CHEST 2025: Improving COPD Outcomes Through Accurate Diagnosis and Standardized Care Pathways
Megan Dulohery Scrodin, MD, discusses COPD management challenges and the need for accessible care and cost reduction.
At CHEST 2025, held October 19-22 in Chicago, Illinois, Megan Dulohery Scrodin, MD, a pulmonary medicine physician with Mayo Clinic, sat down with Pharmacy Times® to discuss the key challenges health systems face in managing Chronic Obstructive Pulmonary Disease (COPD). She noted this includes limited access to primary and specialty care, diagnostic uncertainty, and high treatment costs.
Dulohery Scrodin emphasized the importance of confirming COPD diagnoses through spirometry and implementing standardized treatment pathways to improve outcomes and reduce unnecessary therapies. She also highlighted the need for broader screening for genetic risk factors, such as alpha-1 antitrypsin deficiency, and for recognizing asthma-COPD overlap to ensure patients receive the most effective, individualized care.
Pharmacy Times: What are the key challenges health systems face in managing COPD effectively?
Megan Dulohery Scrodin, MD: I think there is a large number. The majority of our COPD patients are actually managed by primary care, and there’s a primary care shortage across the United States. Many patients struggle to even get access to care. Once they do get access, having a clear diagnosis of COPD is also a challenge.
A large number of patients are diagnosed with COPD having never had any type of pulmonary function testing. By definition, we want to see airway obstruction on pulmonary function testing to be confident that we have a correct diagnosis of COPD. Inhaler therapy and more advanced COPD therapies, if used in patients who don’t have a clear diagnosis, have the potential for a lot of financial toxicity as well as side effects for patients. So, establishing the correct diagnosis is really a huge issue.
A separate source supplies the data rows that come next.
PR #46, opened 2017-08-28
Clean up logging.

ttung:
Stop writing to sys.stderr and use python's logging module instead.

### DIFF
--- a/hca/api/composite_commands/download.py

The next step is that once we have a diagnosis, if we have patients who are not well controlled, access to specialty care can be challenging. Across the United States, there are areas where pulmonologists are not easily located to really be able to help consider those more advanced therapies.
Those are some of our outpatient issues. We also know that COPD in the hospital is a challenge. There are a lot of patients who are admitted every year with acute COPD exacerbations. We know that the index hospitalization is a big event in the life of a COPD patient, and it’s really important that we adjust or change their therapy, or if they don’t have a clear diagnosis, get that clear diagnosis after their hospitalization.
There’s also a gap in care when patients are trying to transition from the inpatient setting to the outpatient setting. Most of those patients, when they get home, continue to be short of breath and are hesitant to leave their home because of the challenges with their breathing. But it’s really important that we get them reconnected with either their primary care provider or their COPD clinician so that they can make appropriate adjustments and treatment.
The last thing I would mention is the cost of therapy—the cost of inhalers, the cost of more advanced therapies, and now with the biologics, not all patients can afford those treatments. We need to continue to advocate for lowered costs of medications to make sure our treatments are accessible to our patients.
Pharmacy Times: How can standardized diagnosis and treatment pathways improve COPD outcomes?
Dulohery Scrodin: I already mentioned that really getting a diagnosis is the first step. I think strategizing ways to make spirometry more accessible across the United States and in any health care system is one of the first priorities. We need to be able to test patients to confirm their diagnosis so that we can get them on the right treatment.
In addition, being consistent with identifying risk factors that predict poor outcomes is also important. Based on guideline-based care, we now recommend that all COPD patients be screened for alpha-1 antitrypsin deficiency, which is one of our genetic causes of COPD. It’s not only associated with COPD but also with asthma and bronchiectasis.
We are probably underdiagnosing people, and identifying this would tell us more about their particular type of lung disease and open up some other treatment opportunities. We really should be screening everybody with COPD, and I would advocate that we probably need to screen before they develop COPD as well.
I think phenotyping patients is also incredibly important so that we can prognosticate and select the best treatment for them. Increasingly, we know that blood eosinophils are important in COPD patients who are frequent exacerbators. I would argue that we need to know that risk factor upfront. When I see a patient in the clinic for COPD, I always get a CBC with differential to look for that eosinophil count.
That may not drive what initial therapy I start, but it might help me advise the patient on what their predictors of risk are. If they’ve not had a COPD exacerbation but are symptomatic and have blood eosinophils greater than 300, I’m likely not going to start an inhaled corticosteroid at that point. But if they contact me and say, “I’m having exacerbations; I’ve ended up on prednisone twice in the last year,” I know that I need to escalate that therapy and that inhaled corticosteroids are the right thing to do for that patient.
I think we also underrecognize asthma-COPD overlap, and the earlier we recognize asthma-related inflammation in the COPD patient—or allergic-type inflammation—the better we’ll be able to get them under control and prevent those exacerbations from happening.